In May of 2010, we unveiled our semantic health care platform with a companion diabetes use case scenario, which is written in a story telling format, and is freely available in PDF.

Preparing for the big data storm in mHealth


Imagine the gasp from the family physician when he is confronted with the first text message from a patient asking whether they are dying due to the asynchronistic patterns displayed by their new mobile app, which is being downloaded by the millions daily.  Or consider the cardiologist who suddenly has the opportunity to observe a continuous mobile data stream 24/7/365 sourced from multiple sensors on 95% of her patients, creating more data in a day than the previous decade.

For some time now I have been thinking about structures, classifications, compression, security, scaling, and synthesis of data for the anticipated big data storm just beginning to form in mobile health. Even with a healthy dose of de-hyped skepticism, the mobile health data storm promises record sustained winds, with much higher gusts.  An extension of the Internet and Web, which is often compared to a global electric grid, mobility also contains dynamics more comparable to solar winds or sea plankton, complete we intend with personalized recipes that will positively impact human behavior, diagnostics, and therapies.

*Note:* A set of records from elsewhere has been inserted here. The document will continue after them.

PR #3676, opened 2021-09-27
Expose nebula visibility factors

Baezon:
Exposes the previously hardcoded factors for visibility falloff of various effects at distance in nebula fog.

### DIFF
--- a/code/mod_table/mod_table.cpp
+++ b/code/mod_table/mod_table.cpp
@@ -15,6 +15,7 @@
 #include "mission/missionload.h"
 #include "mission/missionmessage.h"
 #include "missionui/fictionviewer.h"
+#include "nebula/neb.h"
 #include "mod_table/mod_table.h"
 #include "parse/parselo.h"
 #include "sound/sound.h"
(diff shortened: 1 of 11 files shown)


BMagnu:
While exposing these values is great, shouldn't they be set in the mission file?
Since different nebulae in a mod could presumably have different characteristics, after all...
These should possibly even be SEXP-modifiable IMO, like other nebula parameters such as poofs.

Baezon:
I guess it isn't clear, but these are global global factors of how 'strongly' an effect is affected by nebula fog, and already take into account the actual density of the fog itself. Ship hulls for instance are theoretically '1.0', this doesn't need to be changed because designers can already modify the density of fog if they want things to be more or less visible. The factors are how much less dense the fog acts like for them, since these should be 'bright' and pierce through the fog to some degree, but are otherwise supposed to be fundamental aspects of the way things look like in your fictional universe (and FSO approximations of such a thing).

I don't think they should have mission specific overrides any more than there should be mission specific overrides for making ship hull more or less glossy, or changing the relative brightness of point lights vs static light.

BMagnu:
Right, in that case it makes sense to only expose them as -mod values.

BMagnu (approved):

code/nebula/neb.h
```diff
@@ -41,16 +41,15 @@ extern float Neb2_awacs;
...
-#define NEB_FOG_VISIBILITY_MULT_TRAIL			1.0f
-#define NEB_FOG_VISIBILITY_MULT_THRUSTER		1.5f
-#define NEB_FOG_VISIBILITY_MULT_WEAPON			1.3f
-#define NEB_FOG_VISIBILITY_MULT_SHIELD			1.2f
-#define NEB_FOG_VISIBILITY_MULT_GLOWPOINT		1.2f
-#define NEB_FOG_VISIBILITY_MULT_BEAM(size)		4.0f + (size / 10)
-#define NEB_FOG_VISIBILITY_MULT_B_MUZZLE(size)  NEB_FOG_VISIBILITY_MULT_BEAM(size)
-#define NEB_FOG_VISIBILITY_MULT_PARTICLE(size)  1.0f + (size / 12)
-#define NEB_FOG_VISIBILITY_MULT_SHOCKWAVE		2.5f
-#define NEB_FOG_VISIBILITY_MULT_FIREBALL(size)	1.2f + (size / 12)
```
Goober5000, line 53: Instead of having one value that combines the offset and divisor, I would rather have two values.  It makes things clearer and is also more flexible.

Goober5000 (changes requested):
Looks good mostly, but one design change request.

code/nebula/neb.h
Baezon: You mean those `(size / 10)` values right? So you would have a constant factor and a separately controllable size factor?

Goober5000: Right, I may have worded it badly.  Visibility A and visibility B, where the factor = A + (size / B)

code/nebula/neb.cpp
```diff
@@ -113,10 +113,23 @@ float Neb2_awacs = -1.0f;
...
+float Neb2_fog_visibility_weapon = 1.3f;
+float Neb2_fog_visibility_shield = 1.2f;
+float Neb2_fog_visibility_glowpoint = 1.2f;
+float Neb2_fog_visibility_beam_const = 4.0f;
+float Neb2_fog_visibility_beam_size_factor = 0.1f;
+float Neb2_fog_visibility_particle_const = 1.0f;
+float Neb2_fog_visibility_particle_size_factor = 0.08f;
+float Neb2_fog_visibility_shockwave = 2.5f;
+float Neb2_fog_visibility_fireball_const = 1.2f;
+float Neb2_fog_visibility_fireball_size_factor = 0.08f;
```
Goober5000, line 130: .08 is not quite equal to 1/12.  You could just set the values to `(1.0f / 12.0f)`.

While specific outcomes can only be fully understood with high-scale testing, several assumptions warrant serious consideration, including:

  • Several billion people worldwide will be introduced to lab-quality, real-time data for the first time
  • To avert chaos, mHealth data must be highly structured from inception
  • Care givers will quickly become far more conversant in computing
  • Care facilities and organizations will be transformed, with multiple new disruptive models emerging
  • Multi-dimensional visualization of human physiology will become ubiquitous from global to nano scale
  • Self-managed care will rapidly scale, as will expectations
  • Sensory implants and implanted sensors will normalize
  • Advanced data management engines will become essential cores of healthcare organizations
  • The gap between life science research and health care will begin to close
  • The velocity of discoveries will rapidly expand

In looking out to this new galaxy, it’s relatively easy to see far more dramatic change than is commonly discussed. Medicine has avoided much of the revolutionary change affecting other industries from rapid technological evolution, in large part by regulatory management, leading to a model that is no longer affordable. How might health care change when ‘democratized’ by billions of people? Who knows; a considerable amount is probably a fair guess. I am far less certain of how mobile health will change regulation than the necessity to properly manage the data, or the need for data structure, in order to optimize decision making and realize the potential of personalized medicine.

The mobile phenomenon is much different than the emergence of enterprise networks, the consumer web, or big data found within intelligence and research, but is rather more like a hybrid that borrows from each, with the extraordinarily complex individual human brain increasingly in the driver’s seat. It should prove to be a journey full of adventure, hidden obstacles, and exciting discovery.